There are two factors to utility: probability of getting caught, and the
outcome of getting caught.

The problem is that the probability of getting caught, while substantial, is
actually much lower than 50% in my experience. As a result the payoff
differential has to be that much worse.

Let's revisit my example. In order for cheating not to be the _smart_ thing to
do, the expected grade for not cheating would have to be over 75!

And that's with a ridiculous 50% chance of being caught. Now if we lowered the
probability of being caught to, say, 25%, the expected grade for not cheating
would have to exceed 0.75 * 100 + 0.25 * (100/2) = 87.5.

It's a terrible, terrible policy.

------
tomjen3
The problem is that the incentives are screwed up - most students don't care
about learning the courses, but they simply needs to pass them and so do the
minimum necessary to get by.

What we need to do is to remove grades as something which you can use to
validate yourself to others, and use it strictly as an internal measure of how
well you understand the material and what you need to focus on.

------
rflrob
Writing these kinds of assignments is hard, however.

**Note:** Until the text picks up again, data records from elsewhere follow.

PR #459, opened 2023-09-24
Refactor/remove xline client

Phoenix500526:
In the previous releases, for testing purposes, we conducted functional tests on the lock server's RPC using the etcd client. However, starting from v0.4.1, since the xline-client has been preliminarily completed, we can re-implement some of the testing scenarios based on the xline-client.


xline-test-utils/src/bin/validation_lock_client.rs
```diff
@@ -1,7 +1,11 @@
 //! this binary is only used for the validation of lock service
 
 use clap::{Parser, Subcommand};
-use etcd_client::Client;
```
iGxnon, line 4: could we remove etcd_client dependency in Cargo.toml?

Phoenix500526: Removed

xline/src/bin/restore_client.rs
```diff
@@ -1,19 +0,0 @@
-use std::path::PathBuf;
```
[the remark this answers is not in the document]
Phoenix500526: This restore client is not used in xline.

bsbds:
I think we keep the original etcd-client, because if we only use xline-client, the servers in `xline/src/server` will not be tested in integration tests. Maybe add a trait so that we can test using both clients?

Phoenix500526:
> I think we keep the original etcd-client, because if we only use xline-client, the servers in `xline/src/server` will not be tested in integration tests. Maybe add a trait so that we can test using both clients?

The integration test only cares about the correctness of the xline server. Therefore, it doesn't matter what exactly the client is. The compatibility with etcd client can be covered in the validation test.

bsbds (approved):

scripts/quick_start.sh
```diff
@@ -59,7 +59,7 @@ run_container() {
     for ((i = 1; i <= ${size}; i++)); do
         docker run -d -it --rm --name=node${i} --net=xline_net --ip=${SERVERS[$i]} --cap-add=NET_ADMIN --cpu-shares=1024 -m=512M -v ${DIR}:/mnt ${image} bash &
     done
-    docker run -d -it --rm --name=node4 --net=xline_net --ip=${SERVERS[0]} --cap-add=NET_ADMIN --cpu-shares=1024 -m=512M -v ${DIR}:/mnt gcr.io/etcd-development/etcd:v3.5.5 bash &
+    docker run -d -it --rm --name=node4 --net=xline_net --ip=${SERVERS[0]} --cap-add=NET_ADMIN --cpu-shares=1024 -m=512M -v ${DIR}:/mnt ghcr.io/xline-kv/etcdctl:v3.5.9 bash &
```
iGxnon, line 62: Do we have this image available?

Phoenix500526: Yes, FYI: https://github.com/orgs/xline-kv/packages/container/package/etcdctl

Phoenix500526:
We don't need to construct two inner clients in a `BenchClient`. It's easy to solve this problem, so I leave a good first issue(#486 ) to track it.

iGxnon (approved):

I find it difficult to
come up with something that is both wrong enough to be instructive and non-
obvious, as well as reasonable enough that someone might have written the code
in the first place.

More power to the OP if he's able to write entire, semester-long curricula
based on these sorts of assignments.

------
kbatten
Do employers actually care about a degree in CS anymore? It seems that
evaluating skill (which you can learn in school or out) is way more important
than a piece of paper. Deciding to pay for said piece of paper, but not
learning anything is cheating yourself.

------
michael_dorfman
_In any case, we can divide pedagogy from credential granting. The British
have done it with positive results._

Really? That's news to me, and I'm in the late stages of getting some
credentials granted by a British University.